--- TASK GOAL ---
Some lines in the entries contain the word "through". Copy all of them.

Stored data entries:
┄┄┄┄┄┄┄┄┄┄

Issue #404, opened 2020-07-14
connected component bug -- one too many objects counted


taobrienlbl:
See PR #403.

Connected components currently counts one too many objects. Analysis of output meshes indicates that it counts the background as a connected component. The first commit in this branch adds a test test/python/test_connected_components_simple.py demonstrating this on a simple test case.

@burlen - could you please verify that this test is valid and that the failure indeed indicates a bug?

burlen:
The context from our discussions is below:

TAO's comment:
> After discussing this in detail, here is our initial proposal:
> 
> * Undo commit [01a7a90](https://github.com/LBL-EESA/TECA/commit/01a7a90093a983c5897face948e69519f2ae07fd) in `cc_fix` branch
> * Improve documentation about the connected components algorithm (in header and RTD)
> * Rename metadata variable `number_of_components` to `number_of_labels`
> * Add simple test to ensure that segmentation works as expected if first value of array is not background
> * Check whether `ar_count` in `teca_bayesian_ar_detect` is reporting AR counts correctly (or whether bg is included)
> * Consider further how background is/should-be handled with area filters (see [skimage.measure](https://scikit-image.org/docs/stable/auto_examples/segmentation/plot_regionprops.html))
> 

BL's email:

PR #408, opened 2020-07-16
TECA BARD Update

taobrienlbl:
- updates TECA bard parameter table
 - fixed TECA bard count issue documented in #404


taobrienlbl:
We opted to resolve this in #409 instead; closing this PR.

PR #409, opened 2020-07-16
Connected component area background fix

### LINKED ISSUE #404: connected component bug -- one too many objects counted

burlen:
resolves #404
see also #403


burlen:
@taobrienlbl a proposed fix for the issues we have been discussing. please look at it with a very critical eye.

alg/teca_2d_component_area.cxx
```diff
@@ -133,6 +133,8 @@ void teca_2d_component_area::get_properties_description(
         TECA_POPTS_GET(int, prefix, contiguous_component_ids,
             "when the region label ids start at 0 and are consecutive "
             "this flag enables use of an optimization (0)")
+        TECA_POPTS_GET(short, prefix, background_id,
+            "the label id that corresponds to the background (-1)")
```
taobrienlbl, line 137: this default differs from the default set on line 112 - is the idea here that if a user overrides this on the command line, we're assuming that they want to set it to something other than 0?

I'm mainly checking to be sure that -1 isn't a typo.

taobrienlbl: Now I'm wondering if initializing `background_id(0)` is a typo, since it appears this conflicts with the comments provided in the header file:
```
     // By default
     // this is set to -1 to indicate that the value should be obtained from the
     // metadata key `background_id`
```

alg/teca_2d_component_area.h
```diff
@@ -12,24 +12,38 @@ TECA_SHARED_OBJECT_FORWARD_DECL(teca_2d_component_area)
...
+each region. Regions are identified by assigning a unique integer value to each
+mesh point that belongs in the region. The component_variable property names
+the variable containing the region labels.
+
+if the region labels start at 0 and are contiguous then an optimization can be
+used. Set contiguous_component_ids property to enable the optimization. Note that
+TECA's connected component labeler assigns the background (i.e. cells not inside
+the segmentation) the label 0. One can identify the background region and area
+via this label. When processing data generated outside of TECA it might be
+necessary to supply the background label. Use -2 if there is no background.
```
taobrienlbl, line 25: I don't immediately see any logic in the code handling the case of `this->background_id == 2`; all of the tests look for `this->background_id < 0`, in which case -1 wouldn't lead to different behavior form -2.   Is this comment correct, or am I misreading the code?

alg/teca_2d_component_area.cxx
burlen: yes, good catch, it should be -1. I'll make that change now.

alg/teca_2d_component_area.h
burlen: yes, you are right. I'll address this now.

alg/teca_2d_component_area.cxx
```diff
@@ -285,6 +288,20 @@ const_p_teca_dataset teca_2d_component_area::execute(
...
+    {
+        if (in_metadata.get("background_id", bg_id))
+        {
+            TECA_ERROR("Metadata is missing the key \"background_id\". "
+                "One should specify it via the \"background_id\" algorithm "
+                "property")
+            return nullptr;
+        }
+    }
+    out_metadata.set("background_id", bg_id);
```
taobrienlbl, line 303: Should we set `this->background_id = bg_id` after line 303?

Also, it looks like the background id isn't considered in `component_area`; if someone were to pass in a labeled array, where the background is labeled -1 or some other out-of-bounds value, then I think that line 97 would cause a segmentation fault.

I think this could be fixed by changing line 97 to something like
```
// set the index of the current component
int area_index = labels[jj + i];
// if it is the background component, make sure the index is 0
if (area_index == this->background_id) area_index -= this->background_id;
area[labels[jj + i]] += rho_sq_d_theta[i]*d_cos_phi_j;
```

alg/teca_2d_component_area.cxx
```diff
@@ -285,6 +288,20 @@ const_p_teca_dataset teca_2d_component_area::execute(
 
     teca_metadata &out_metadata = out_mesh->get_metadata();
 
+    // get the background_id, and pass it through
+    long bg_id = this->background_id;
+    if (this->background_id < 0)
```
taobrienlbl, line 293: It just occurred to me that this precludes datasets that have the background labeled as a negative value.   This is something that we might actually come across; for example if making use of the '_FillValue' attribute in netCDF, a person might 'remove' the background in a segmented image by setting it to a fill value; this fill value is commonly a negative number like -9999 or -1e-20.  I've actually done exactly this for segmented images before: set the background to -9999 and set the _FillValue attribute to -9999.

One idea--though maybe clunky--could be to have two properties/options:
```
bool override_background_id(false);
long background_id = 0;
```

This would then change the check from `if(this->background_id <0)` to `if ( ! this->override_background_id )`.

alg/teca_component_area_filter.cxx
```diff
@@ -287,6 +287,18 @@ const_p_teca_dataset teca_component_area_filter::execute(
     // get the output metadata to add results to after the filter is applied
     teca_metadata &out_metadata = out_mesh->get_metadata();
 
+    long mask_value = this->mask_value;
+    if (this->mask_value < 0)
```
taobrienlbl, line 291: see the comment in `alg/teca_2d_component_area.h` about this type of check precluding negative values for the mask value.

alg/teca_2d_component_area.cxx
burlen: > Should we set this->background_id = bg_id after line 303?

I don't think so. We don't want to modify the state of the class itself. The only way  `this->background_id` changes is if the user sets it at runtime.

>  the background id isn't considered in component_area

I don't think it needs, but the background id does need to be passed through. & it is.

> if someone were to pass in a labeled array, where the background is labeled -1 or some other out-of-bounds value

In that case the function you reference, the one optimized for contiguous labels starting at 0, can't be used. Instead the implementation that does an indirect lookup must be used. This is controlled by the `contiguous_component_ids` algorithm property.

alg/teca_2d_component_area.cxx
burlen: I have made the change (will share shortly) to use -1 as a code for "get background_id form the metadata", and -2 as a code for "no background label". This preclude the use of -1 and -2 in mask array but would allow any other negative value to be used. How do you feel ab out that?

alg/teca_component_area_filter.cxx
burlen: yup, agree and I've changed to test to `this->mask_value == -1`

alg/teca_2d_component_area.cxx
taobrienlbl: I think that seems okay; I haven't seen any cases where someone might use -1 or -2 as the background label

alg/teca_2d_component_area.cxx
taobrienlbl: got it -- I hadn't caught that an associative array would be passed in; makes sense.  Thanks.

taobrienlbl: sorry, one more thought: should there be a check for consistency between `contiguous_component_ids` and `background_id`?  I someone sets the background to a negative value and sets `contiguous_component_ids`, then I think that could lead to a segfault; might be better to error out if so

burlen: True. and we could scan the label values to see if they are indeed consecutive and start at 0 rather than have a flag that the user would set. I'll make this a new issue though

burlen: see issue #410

┄┄┄┄┄┄┄┄┄┄

--- TASK RESPONSE ---
+    // get the background_id, and pass it through
I don't think it needs, but the background id does need to be passed through. & it is.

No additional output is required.